С любопытством осматривая жилище пустынника, как он назвал про себя Васильева, Косачев отметил вдруг, что все вокруг как-то не вяжется с обликом хозяина, с его грубоватой сутулой фигурой, с его широкими ладонями рабочего — на столе была россыпь ручек и карандашей, на полках, приделанных в самых неожиданных местах, прямо на полу в одном из углов — груды книг. У двери, непонятно почему не на кухне, висели на гвозде рабочие брюки с неумело наложенными заплатами, из-под них высовывались стволы ружья, чуть посеревшие от пыли. Еще больше Косачева удивлял выбор книг, с большинством из них он был не знаком: история, философия, политика, сочинения Ленина, Мирабо, из-за индийских «Вед» выглядывал голубой корешок Станислава Лема, Шолохов, рядом увесистый том «История Великой Отечественной войны 1941–1945 годов», «Золотой осел», «Крушение», Лукреций и Фрейд… Этого Косачев знал, одно время его интересовала теория подсознания, фрейдовское объяснение истоков творчества.
— Ну ладно, — сказал Васильев, продолжая мерить тесную комнату. — Я схожу к нему завтра, а теперь ты меня прости, пожалуйста.
Он с непонятной торопливостью протянул руку; на мгновение взгляд Косачева задержался на беловатой впадине чуть выше кисти.
— Сорок третий год, под Белгородом зацепило, — угадал Васильев его мысль. — Ничего, заросло.
— Что только не зарастает… Вы бы зашли, Иван Павлович, посидели бы, поговорили.
Быстрый внимательный взгляд Васильева прервал его, и был тот незаметный, ускользающий момент, когда люди вроде бы должны становиться ближе, но этого сейчас не произошло и не могло произойти, и они помолчали, словно проверяя, примериваясь друг к другу.

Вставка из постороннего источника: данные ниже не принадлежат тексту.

PR #1973, opened 2021-12-03
GCC 11 emulator fixes

mmilata:
In https://gitlab.com/satoshilabs/trezor/trezor-firmware/-/jobs/1846713702 clang is picked over gcc (and ends with error) because both have `cc` symlink. `hiPrio`/`lowPrio` don't seem to work for nix shells but the order of the packages in the list matters.

Also the new gcc uncovered a bug in crypto benchmarks.

Also wrong parameter to `strnlen` in legacy: 78c6d275f039e73cc3080bc146010f712f3b0025.

Also had to add `-fPIE` to emulator CFLAGS otherwise `cargo test` fails: https://gitlab.com/satoshilabs/trezor/trezor-firmware/-/jobs/1847861609


legacy/firmware/config.c
```diff
@@ -319,7 +319,7 @@ static secbool config_upgrade_v10(void) {
   storage_unlock(PIN_EMPTY, PIN_EMPTY_LEN, NULL);
   if (config.has_pin) {
     storage_change_pin(PIN_EMPTY, PIN_EMPTY_LEN, (const uint8_t *)config.pin,
-                       strnlen(config.pin, MAX_PIN_LEN), NULL, NULL);
+                       strnlen(config.pin, sizeof(config.pin)), NULL, NULL);
```
prusnak, line 322: I think the original code was intentional. Wasn't it @andrewkozlik ?

What is the GCC11 error being thrown here?

mmilata: https://gitlab.com/satoshilabs/trezor/trezor-firmware/-/jobs/1847730745

```
config.c: In function ‘config_upgrade_v10.isra’:
config.c:321:5: error: ‘strnlen’ specified bound 50 exceeds source size 10 [-Werror=stringop-overread]
  321 |     storage_change_pin(PIN_EMPTY, PIN_EMPTY_LEN, (const uint8_t *)config.pin,
      |     ^~~~~~~~~~~~~~~~~~~~~~~~~~~~~~~~~~~~~~~~~~~~~~~~~~~~~~~~~~~~~~~~~~~~~~~~~
  322 |                        strnlen(config.pin, MAX_PIN_LEN), NULL, NULL);
      |                        ~~~~~~~~~~~~~~~~~~~~~~~~~~~~~~~~~~~~~~~~~~~~~
In file included from config.c:31:
config.h:66:18: note: source object declared here
   66 |   STORAGE_STRING(pin, 10)
      |                  ^~~
config.h:33:8: note: in definition of macro ‘STORAGE_STRING’
   33 |   char NAME[SIZE];
      |        ^~~~
cc1: all warnings being treated as errors
```

prusnak: It is correct that the values in `struct _Storage` and macros `MAX_*_LEN` are untangled, because the struct is used only for importing the old versions of the storage. New storage even does not store the PIN at all.

I assume what andrew meant with the code was the following:

```
MIN(strnlen(config.pin, sizeof(config.pin)), MAX_PIN_LEN)
```

and while your suggested change works just fine, it will stop working as intended when `sizeof(config.pin)` for some reason would become larger than `MAX_PIN_LEN` in the future (it most probably won't).

That's why I suggest to use the fix above or something among those lines, but only if @andrewkozlik confirms I am not completely mistaken.

andrewkozlik: This got introduced in [cbb0d82999](https://github.com/trezor/trezor-firmware/commit/cbb0d829994838313483d6934f869371df33b4bb#diff-c6290b9a209a5ca74c273f883bda833ce8e2e6238b0378b3217e554655157ce1R319-R320), where I changed the arguments of `storage_change_pin()`. I think it's just a mistake that I didn't use `sizeof(config.pin)`. Both of the proposed solutions are fine. I cannot imagine that `sizeof(config.pin)` would ever become larger than `MAX_PIN_LEN`, because `sizeof(config.pin)` is constant. The only way that it could happen is if we decided to reduce `MAX_PIN_LEN`, which would create all sorts of problems. So I am happy with @mmilata's original solution.

mmilata: Can't imagine shortening the pin limit either but weirder things happened and correctness here doesn't cost much so I added it in 3a25cf0.

mmilata:
Fixed the last build issue in bd3ef91, please take a look.

andrewkozlik (approved):

PR #2931, opened 2023-04-03
Enable Trezor to work as a FIDO2 authenticator for Apple.

### LINKED ISSUE #2784: Trezor Model T does not work as an Apple Security Key
**Describe the bug**

I am able to add a Model One as an Apple Security Key.  
However, when I try to add a Model T, I am prompted to register on the Trezor screen, but when I confirm, 
I get the error "HTTPError: Your request could not be completed." on the "Add Keys" dialog.

Same issue reproduced in both MacOS and my iPhone.
Once the key is added in Model One, I can use my Model T (with the same seed) as a key as well.

**Info:**
-   OS: MacOS 13.2 and iOS 16.3
-   Firmware Version: Trezor Model T 2.5.3; Model One: 1.11.2

**How to reproduce**

1. Navigate to your iCloud Profile
1. Go to "Password and Security" screen in either iPhone or MacOS
1. Click "Security Keys"
1. Try to add Model T as the key

**Expected behavior**
Trezor is added as a Security Key

**Additional context**
Apple says that any "FIDO Certified" FIDO2 key is supported: https://support.apple.com/en-us/HT213154
Neither Trezor is FIDO certified, so why does the Model One work and the Model T does not work?

andrewkozlik:
Fixes #2784

Trezor T can't be used as an Apple security key, because the FIDO2 credentials are a bit larger than U2F credentials. Apple has some internal size limit on credentials and refuses to store them. As a result it's possible to use Trezor One as a security key with Apple, but not Trezor T. In this PR I introduce the `use_compact` option which reduces the amount of information stored in the credential to a minimum. After enabling this option for Apple, the FIDO2 registration works fine.

<s>Before merging @vdovhanych just needs to confirm that it works fine with `"use_sign_count": false`.</s>

### DIFF
--- a/common/defs/fido/apple.json
+++ b/common/defs/fido/apple.json
@@ -1,5 +1,7 @@
 {
   "name": "Apple",
   "webauthn": ["apple.com"],
-  "use_self_attestation": false
+  "use_sign_count": false,
+  "use_self_attestation": false,
+  "use_compact": true
 }
--- a/common/tools/coin_info.py
+++ b/common/tools/coin_info.py
@@ -138,6 +138,7 @@ class FidoApp(TypedDict):
     u2f: list[dict[str, str]]
     use_sign_count: bool
     use_self_attestation: bool
+    use_compact: bool
     no_icon: bool
 
     key: str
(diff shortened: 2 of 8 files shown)


matejcik (approved):
utACK

bosomt:
@vdovhanych thank you for confirmation 🎉 
i was not able to retest due to some Apple policy.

— Зайти можно. Только о чем со мной говорить, я тяжелый собеседник. Ты на это смотришь? — он указал на книги. — И об этом тоже лучше со сведущим человеком говорить, такой, как я, все слишком по-своему понимает.
— Я серьезно, Иван Павлыч, — усмехнулся Косачев. — Искусство, впрочем, никогда не рассчитывало на знатоков. А вы, я вижу, пишете? — кивнул он на стол, заваленный бумагами, и Васильев, заложив руки за спину, недовольно и вместе с тем насмешливо поглядел на Косачева.
— Понимаешь, интересно, — сказал он. — Знаю, что ты меня в авантюру втянул, и знаю, что это никому не нужно, а не могу бросить. Нелепица. Думаю, еще немного, и кончу эту возню, посмеюсь над собой вволю. Да я ведь не даю себе распуститься, — сказал он с простоватым и хитрым выражением в лице, — как у меня чуть-чуть поднакопится, я тут же все соберу и сожгу.
— То есть как это — сожжете?
— На огне, разумеется, в плите, но я люблю сверху, чтобы видеть.